WHAT TO WORK ON ▸ Locate, in the data below, the line that contains "r-vdp: @phaer I" and the line that contains "r-vdp: This was pulled out of this PR."; reproduce exactly those two lines and every line between them, nothing more.

EXERCISE MATERIAL ▸
PR #311307, opened 2024-05-13
Remove myself from some packages I no longer use

michaelpj:
## Description of changes

I still want to be on the maintainers list, but I happen to no longer be using these programs.


drupol:
Thank you for what you did already.

PR #311394, opened 2024-05-13
nixos/systemd: allow running shellcheck on generated systemd scripts

r-vdp:
## Description of changes

With this PR we can optionally run shellcheck on generated systemd scripts.
Our nixos closure already depends on GHC (and shellcheck), so this does not affect the runtime closure.

~~I fixed the scripts that I use on my machines, but there is definitely a lot more stuff to fix before this could become the default.~~
I will submit these as separate PRs.

For now, this sits behind an enable-option. It would be great if some people would enable this and submit fixes for existing scripts.

## Things done

- Built on platform(s)
  - [ ] x86_64-linux
  - [ ] aarch64-linux
  - [ ] x86_64-darwin
  - [ ] aarch64-darwin
  - [ ] `sandbox = relaxed`
  - [ ] `sandbox = true`
- [ ] Tested, as applicable:

---


nixos/lib/systemd-lib.nix
```diff
@@ -335,18 +335,27 @@ in rec {
...
     let
       scriptName = replaceStrings [ "\\" "@" ] [ "-" "_" ] (shellEscape name);
-      out = (pkgs.writeShellScriptBin scriptName ''
-        set -e
-        ${text}
-      '').overrideAttrs (_: {
+      out = (
+        if ! enableStrictShellChecks then
+          pkgs.writeShellScriptBin scriptName ''
+            set -e
```
SuperSandro2000, line 344: Naive question: Should set set -eou pipefail?

nixos/lib/systemd-lib.nix
```diff
@@ -335,18 +335,27 @@ in rec {
...
+            name = scriptName;
+            inherit text;
+          }
+      ).overrideAttrs (_: {
         # The derivation name is different from the script file name
         # to keep the script file name short to avoid cluttering logs.
         name = "unit-script-${scriptName}";
       });
-    in "${out}/bin/${scriptName}";
+    in lib.getExe out;
```
SuperSandro2000, line 358: nice 👍🏼

nixos/modules/virtualisation/nixos-containers.nix
```diff
@@ -85,8 +85,13 @@ let
...
     ''
-      mkdir -p -m 0755 "$root/etc" "$root/var/lib"
-      mkdir -p -m 0700 "$root/var/lib/private" "$root/root" /run/nixos-containers
+      # Declare root explicitly to avoid shellcheck warnings, it comes from the env
+      declare root
+
+      mkdir -p "$root/etc" "$root/var/lib"
+      chmod 0755 "$root/etc" "$root/var/lib"
+      mkdir -p "$root/var/lib/private" "$root/root" /run/nixos-containers
+      chmod 0700 "$root/var/lib/private" "$root/root" /run/nixos-containers
```
SuperSandro2000, line 94: I am not sure what the layout is before this. If $root already exists, we could also drop the -p where possible.

Also I don't think your change is fixing the issue shellcheck is noting. The directories along the path still will have the same permissions as before and the ones created by -p still have the default umask permissions.

nixos/modules/virtualisation/nixos-containers.nix
```diff
@@ -151,8 +159,8 @@ let
       # containerInit and stage2 have to handle this as well.
       exec ${config.systemd.package}/bin/systemd-nspawn \
         --keep-unit \
-        -M "$INSTANCE" -D "$root" $extraFlags \
-        $EXTRA_NSPAWN_FLAGS \
+        -M "$INSTANCE" -D "$root" "$extraFlags" \
+        "$EXTRA_NSPAWN_FLAGS" \
```
SuperSandro2000, line 163: Since extra flags is a string here, this will work. Normally, especially in stdenv, extraFlags is an array, which would mean we would mess with quoting here.

nixos/modules/system/activation/activation-script.nix
```diff
@@ -168,7 +168,7 @@ in
 
       apply = set: {
         script = ''
-          unset PATH
+          export PATH=/empty
```
SuperSandro2000, line 171: We would add /empty to the beginning of the path here which I don't think we want to do.

```suggestion
          export PATH=
```

nixos/modules/virtualisation/ec2-data.nix
```diff
@@ -46,19 +47,20 @@ with lib;
...
 
-            mkdir -m 0755 -p /etc/ssh
+            mkdir -p /etc/ssh
+            chown 0755 /etc/ssh
 
             if [ -s "$userData" ]; then
               key="$(sed 's/|/\n/g; s/SSH_HOST_DSA_KEY://; t; d' $userData)"
               key_pub="$(sed 's/SSH_HOST_DSA_KEY_PUB://; t; d' $userData)"
-              if [ -n "$key" -a -n "$key_pub" -a ! -e /etc/ssh/ssh_host_dsa_key ]; then
+              if [ -n "$key" ] && [ -n "$key_pub" ] && [ ! -e /etc/ssh/ssh_host_dsa_key ]; then
```
SuperSandro2000, line 56: I think we are always using bash here, right? Then we might as well use [[

nixos/modules/security/acme/default.nix
```diff
@@ -167,7 +167,7 @@ let
     # ensure all required lock files exist, but none more
     script = ''
       GLOBIGNORE="${concatStringsSep ":" concurrencyLockfiles}"
-      rm -f *
+      rm -f -- *
```
SuperSandro2000, line 170: good catch 👍🏼

nixos/modules/tasks/filesystems/zfs.nix
```diff
@@ -62,6 +62,7 @@ let
   # latter case it makes one last attempt at importing, allowing the system to
   # (eventually) boot even with a degraded pool.
   importLib = {zpoolCmd, awkCmd, cfgZfs}: ''
+    # shellcheck disable=SC2013
```
SuperSandro2000, line 65: We should add a short comment, why this was added

SuperSandro2000 (commented):
Very good idea. I think the only thing that really needs some discussion, is what we are going to do about the shellcheck mkdir -p error. Maybe we ignore it by default for now?

Also please remind me in a week or so, that I want to test this on my deployments.

ElvishJerricco (dismissed):
Seems like this should be something that can be enabled per-unit, with the global setting acting as the default.

nixos/lib/systemd-lib.nix
r-vdp: Yeah but that can be done in another PR then. It can also cause breakage, especially `-u`.

r-vdp:
> Seems like this should be something that can be enabled per-unit, with the global setting acting as the default.

@ElvishJerricco that's already how it's done. There is a global switch (defaults to `false` for now) and a per-unit switch that defaults to the value of the global switch.

So it's possible to enable or disable this on a per-unit basis, independent of the global option.

nixos/lib/systemd-lib.nix
SuperSandro2000: Yeah, that's true

ElvishJerricco:
Ah, I misunderstood what I was reading. Great!

nixos/modules/virtualisation/nixos-containers.nix
r-vdp: So there's nothing to be done here? Would you do this differently?

For an array, I guess you'd want to do `"${extraFlags[@]}"` instead, but then we'd need to test first whether the variable is an array or a string and act accordingly. I'm not sure that that's needed here currently?

ElvishJerricco (changes requested):

nixos/modules/tasks/filesystems/zfs.nix
```diff
@@ -871,12 +872,12 @@ in
...
         };
         script = ''
-          ${cfgZfs.package}/bin/zpool scrub -w ${
+          ${cfgZfs.package}/bin/zpool scrub -w "${
             if cfgScrub.pools != [] then
               (concatStringsSep " " cfgScrub.pools)
             else
               "$(${cfgZfs.package}/bin/zpool list -H -o name)"
-            }
+            }"
```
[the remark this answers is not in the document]
r-vdp: @phaer I think we don't need the quotes around the nix interpolation, do we? It should be sufficient to properly quote the generated bash code.

Could you test if that works? I think you made this change because of your zfs config, right?

nixos/modules/tasks/filesystems/zfs.nix
r-vdp: I rewrote this part such that we no longer need to ignore this warning.

nixos/modules/system/activation/activation-script.nix
r-vdp: Done. The same is already done on line 38 in the same file, not sure why exactly.

nixos/modules/virtualisation/ec2-data.nix
SuperSandro2000: > it may be slightly nicer to stick to posix?

Probably not, using [ wrong is pretty easy and [[ avoids some quoting traps.

nixos/modules/virtualisation/nixos-containers.nix
SuperSandro2000: yeah, unfortunate naming

nixos/modules/tasks/filesystems/zfs.nix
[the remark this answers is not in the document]
phaer: Sorry, I only saw this notification now. I think your assumption is correct; thanks for the catch @ElvishJerricco. Its just that I am in a train right now and won't be able to properly test this on a zfs machine for a good week, when I return home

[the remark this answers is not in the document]
r-vdp: I dropped this commit in order to unblock this PR, since I don't know zfs well enough to test this.

r-vdp:
Any other remarks on this? I will still add a changelog entry in any case.

emilazy (approved):
ACME changes LGTM. Didn’t review anything else.

ElvishJerricco (dismissed):
***Whoa***. Upon review, there are *a ton of changes* that have nothing to do with the logic of this PR. I will not review that. Please remove those changes and open a separate PR for them.

emilazy:
One PR per service or group of services is probably reasonable since they can be reviewed separately by the people responsible for them.

r-vdp:
OK, sure, they are already split in different commits, I'll make separate PRs for them.

r-vdp:
I removed the fixes for different services. I will make separate PRs for these.

You won't be able to build a NixOS system with shellcheck for services enabled until we also merge fixes for some of those.

Mindavi (approved):
I think splitting this up was the right call and on surface this looks good to me and I ACK the idea too.

nixos/modules/virtualisation/nixos-containers.nix
r-vdp: This was pulled out of this PR.

phaer (approved):
Very nice feature! Code looks good to me and feature works as intended. PR quite easy to review IMO.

WRITTEN REPLY ▸
r-vdp: @phaer I think we don't need the quotes around the nix interpolation, do we? It should be sufficient to properly quote the generated bash code.

Could you test if that works? I think you made this change because of your zfs config, right?

nixos/modules/tasks/filesystems/zfs.nix
r-vdp: I rewrote this part such that we no longer need to ignore this warning.

nixos/modules/system/activation/activation-script.nix
r-vdp: Done. The same is already done on line 38 in the same file, not sure why exactly.

nixos/modules/virtualisation/ec2-data.nix
SuperSandro2000: > it may be slightly nicer to stick to posix?

Probably not, using [ wrong is pretty easy and [[ avoids some quoting traps.

nixos/modules/virtualisation/nixos-containers.nix
SuperSandro2000: yeah, unfortunate naming

nixos/modules/tasks/filesystems/zfs.nix
[the remark this answers is not in the document]
phaer: Sorry, I only saw this notification now. I think your assumption is correct; thanks for the catch @ElvishJerricco. Its just that I am in a train right now and won't be able to properly test this on a zfs machine for a good week, when I return home

[the remark this answers is not in the document]
r-vdp: I dropped this commit in order to unblock this PR, since I don't know zfs well enough to test this.

r-vdp:
Any other remarks on this? I will still add a changelog entry in any case.

emilazy (approved):
ACME changes LGTM. Didn’t review anything else.

ElvishJerricco (dismissed):
***Whoa***. Upon review, there are *a ton of changes* that have nothing to do with the logic of this PR. I will not review that. Please remove those changes and open a separate PR for them.

emilazy:
One PR per service or group of services is probably reasonable since they can be reviewed separately by the people responsible for them.

r-vdp:
OK, sure, they are already split in different commits, I'll make separate PRs for them.

r-vdp:
I removed the fixes for different services. I will make separate PRs for these.

You won't be able to build a NixOS system with shellcheck for services enabled until we also merge fixes for some of those.

Mindavi (approved):
I think splitting this up was the right call and on surface this looks good to me and I ACK the idea too.

nixos/modules/virtualisation/nixos-containers.nix
r-vdp: This was pulled out of this PR.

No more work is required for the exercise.